Without a single alteration, write the listing out again.
※ ※ ※
PR #591, opened 2024-03-05
Libvirt must not trust the CA bundle

olliewalsh:
The CA bundle includes all of the standard root CAs. Libvirt must only trust the specific CA.

Depends-On: https://github.com/openstack-k8s-operators/dataplane-operator/pull/731


gibizer (approved):
looks good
※ ※ ※
:: ANSWER FOR THE TASK ::
PR #591, opened 2024-03-05
Libvirt must not trust the CA bundle

olliewalsh:
The CA bundle includes all of the standard root CAs. Libvirt must only trust the specific CA.

Depends-On: https://github.com/openstack-k8s-operators/dataplane-operator/pull/731


gibizer (approved):
looks good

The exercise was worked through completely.